Family braves yet another hurricane
Still recovering from Beryl, relatives face potentially catastrophic weather event
FOR what feels like the umpteenth time, Maud Richards and her family — who are yet to recover from the damage done to their home by Hurricane Beryl — have battened down their roof and are hoping for the best as Hurricane Melissa nears Jamaica.
The multi-generational family lives at a section of the coast in Manchioneal, Portland. No stranger to heavy winds, rain, and flooding, together they’ve weathered storms from as far back as Hurricane Gilbert in 1988. With evidence of the last storm still visible, their roof barely hanging on, funds low, and their cries for help bearing no fruit, they have no choice but to do it all over again.
“I just nailed up my house and put on some zinc on my house back, nailed up my door and my windows, and put some blocks on my housetop so the zinc them don’t really lift off again. I prepare because all the while I always get it [the storms and hurricanes] and my house always mash up, so I prepare for it,” Richards told the Jamaica Observer in an interview last week as Melissa, then a tropical storm, meandered towards Jamaica.
The Sunday Observer first met the 69-year-old, her daughter, and grandchildren in June, just shy of the one-year anniversary of Hurricane Beryl skirting the island, leaving a trail of damage in its wake. At the time, she had shared her family’s struggles with rebuilding after each severe weather event. She said then that, unlike her neighbours who have fled the area over the years, her family has to stay put because they have no other choice and have received little help. Sentimental attachment to the home left to Richards by her parents also makes leaving the area difficult.
“I just do what I have to do. From Hurricane [Beryl] blow off my [roof], all now the mattress is still on top of the house down there,” she shared, noting that the mattress and other household items were water-damaged during the weather event.
While she has stayed at shelters in the past, said she and her family will be bunkering down at a nearby friend’s house, which is more stable and can withstand the harsh winds and rain expected during the passage of Hurricane Melissa.
However, her mind will be elsewhere, as she knows her home will be destroyed yet again. The thought of the damage that potentially awaited was enough to get her blood boiling, as an aggravated Richards was seemingly at a loss as to the way forward for herself and her family.
“I don’t have any alternative. I don’t have anywhere else to go or anything to fall back on. I am a 69-year-old woman, so what do they expect me to do?” she said in reference to government entities, adding that she had applied for assistance after Hurricane Beryl but is yet to receive any help.
“Like I told you the last time, it’s the same; so the place stay and the weather a guh come again and a same so [it a guh stay]. I can’t move,” the distraught elderly woman told the Sunday Observer.
Richards said her plight has been further exacerbated since she was unable to collect her pension earlier this month. A fisherwoman in her earlier years, she shared that she now relies on her pension, awarded through the Ministry of Labour and Social Security, to make ends meet.

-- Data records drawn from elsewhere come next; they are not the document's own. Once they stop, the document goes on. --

PR #2368, opened 2026-08-07
chore(genesis): bump the genesis protocol version to v0.32.0

deniallugo-ml:
## What

Bumps both genesis configs from `0.31.1` to `0.32.0`:

| file | before | after |
| --- | --- | --- |
| `configs/genesis/era/latest.json` / `.toml` | 0.31.1 | **0.32.0** |
| `configs/genesis/zksync-os/latest.json` | 0.31.1 | **0.32.0** |

## Why

The node already treats v32 as the current protocol version — `ProtocolVersionId::latest() == Version32` in `zksync-era` — so the genesis configs are the missing half. `zksync_node_genesis` compares the CTM's on-chain protocol version against the config and refuses to start on a mismatch, and everything downstream (`ChainCreationParamsLib`, `DefaultCoreUpgrade.loadProtocolVersionFromGenesis()`, `DeploymentTest.t.sol`, the anvil-interop runners) reads the version from these two files.

Both flavours move together deliberately. Era and ZKsync OS drifting apart is what tripped `GatewayVotePreparation`'s "CTM protocol version mismatch" require the last time it happened (see 55f469d5), so they stay in lockstep.

## No regenesis needed

`genesis_root`, `genesis_batch_commitment` and `genesis_rollup_leaf_index` are unchanged, because none of them depend on the protocol version:

- `get_system_smart_contracts()` takes no version argument, so the initial storage tree — and therefore the root — is version-independent.
- `CommitmentInput::for_genesis_batch` threads the version through only to pick `is_pre_boojum` and `num_blobs_required`, both identical for v31 and v32.

The earlier `0.31.0 -> 0.31.1` bump (9d1eeb5e) landed the same way, touching only the version field.

## Follow-on fixes

Two places keyed off the genesis version needed to move with it.

**`upgrade-envs/v0.31.0-interopB/foundry-upgrade.toml` — this one was a real breakage.** `UpgradeTestv31_Local.t.sol` reads `$.contracts.new_protocol_version` from this fixture and feeds it to `setNewProtocolVersion`, while `DefaultCTMUpgrade.initUpgrade` requires `ctmProtocolVersion != getNewProtocolVersion()`. The fixture targeted v32.0.0 precisely because genesis deployed at v31.0.0; with genesis now at v32.0.0 the target equals the deployed version and the require fails with *"The new protocol version is already present on the ChainTypeManager"*. Moved to a v32 -> v33 upgrade, and documented the invariant that the fixture must stay one minor ahead of genesis so the next bump doesn't rediscover this.

**`test/anvil-interop/README.md`** named `chain-states/v0.31.1/` literally. That directory is keyed by the genesis protocol version, so this bump makes the committed snapshots unreachable — `hasChainStates()` returns false and the runner falls back to a full deployment. Tests stay correct, they just go from ~85s to ~5min. The README now describes the mechanism rather than a number that goes stale every bump, in the spirit of 55f469d5.

## Audit of remaining v31 references

Everything else that mentions v31 was checked and is correct as-is:

- **Thresholds/floors, v32 falls on the right side:** `GatewayVotePreparation.MIN_V31_PROTOCOL_VERSION` (used with `>=`), `AddressIntrospector.shouldUseV29Introspection` (`< 0.31.0`), `DefaultCTMUpgrade`'s `oldProtocolVersionMinor < 31` selector choice.
- **Correctly frozen, version-specific artifacts:** `protocol-ops/.../versions/v31/` incl. `EXPECTED_NEW_PROTOCOL_VERSION_STR = "0.31.0"`, `L1MessageRoot.v31UpgradeChainBatchNumber` / `initializeL1V31Upgrade` (protocol state, not a version selector), `upgrade-envs/v0.31.0-interopB/output/`, `tools/upgrade-readiness-checker`.
- **Dead inputs, left alone:** `test/anvil-interop/config/v29-to-v31-upgrade.toml`'s `latest_protocol_version` / `new_protocol_version` / `old_protocol_version` are read by no `.sol` or `.ts`. The upgrade takes its target from `loadProtocolVersionFromGenesis()` and `verifyProtocolVersions` reads the same source, so that test now performs v29 -> v32 and stays self-consistent — only the filename misleads.

## Companion change in zksync-era

`prepare_upgrade_call` gated the per-chain `getL2UpgradeTxData` rewrite on `version == Version31`; widened to `>= Version31` so v32 and later reuse the same `SettlementLayerV31UpgradeBase` machinery. Safe because `gateway_upgrade()` is `Version26`, below the threshold, so the later gateway branch is unshadowed.

## Testing

- `yarn prettier:fix` and `yarn lint:sol --fix --noPrompt` clean, no changes produced.
- Anvil-interop chain states still need regenerating for `v0.32.0` via the "Regenerate Anvil Interop Chain States" workflow. Until then those tests fall back to a full deployment — correct, just slower.

### DIFF
--- a/configs/genesis/era/latest.json
+++ b/configs/genesis/era/latest.json
@@ -1,8 +1,8 @@
 {
   "protocol_semantic_version": {
     "major": 0,
-    "minor": 31,
-    "patch": 1
+    "minor": 32,
+    "patch": 0
   },
   "genesis_root": "0x165530549ee8b02b6ab6c703c00dd4965065413c64ee7dd109a9988816148407",
   "genesis_rollup_leaf_index": 102,
--- a/configs/genesis/era/latest.toml
+++ b/configs/genesis/era/latest.toml
@@ -1,4 +1,4 @@
-protocol_semantic_version = 133143986177
+protocol_semantic_version = 137438953472
 genesis_root = "0x165530549ee8b02b6ab6c703c00dd4965065413c64ee7dd109a9988816148407"
 genesis_rollup_leaf_index = 102
 genesis_batch_commitment = "0x1aece7b49008c333ba094046be34d5858284ef6101cee1c30f1cecbfce75768f"
--- a/configs/genesis/zksync-os/latest.json
+++ b/configs/genesis/zksync-os/latest.json
@@ -241,8 +241,8 @@
   "genesis_root": "0x1a4ce8f15e4e9bc1041715f42560b85b3b84cb43f3471d8f98d4b84b49045147",
   "protocol_semantic_version": {
     "major": 0,
-    "minor": 31,
-    "patch": 1
+    "minor": 32,
+    "patch": 0
   },
   "prover": {
     "fflonk_snark_wrapper_vk_hash": "0x49eae0bf5c7ea580f4979b366e52b386adc5f42e2ce50fc1d3c4de9a86052bff",
--- a/l1-contracts/test/anvil-interop/README.md
+++ b/l1-contracts/test/anvil-interop/README.md
@@ -36,9 +36,11 @@ yarn test:hardhat:interop --keep-chains
 
 ## Pregenerated Chain States
 
-Tests load pregenerated Anvil snapshots from `chain-states/v0.31.1/` by default. This skips the full deployment and cuts test time from ~5 min to ~85s.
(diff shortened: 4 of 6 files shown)


kelemeno:
https://github.com/matter-labs/era-contracts/pull/2379 was merged instead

However, with her pension book requiring renewal and her forgetting to get it done, Hurricane Melissa could not have come at a more inconvenient time.
“Right now, I’m under lone stress. Not even food I have,” she said.
“I would want [some] money to buy my rice and tin mackerel…” she added.
While her situation is dire, she remains in high spirits.
“A just God and time,” she said, adding that she and her family are taking the situation one step at a time.
“That [the house] a guh affi go through crisis again for people to see say we are asking for [help],” a defeated Richards said.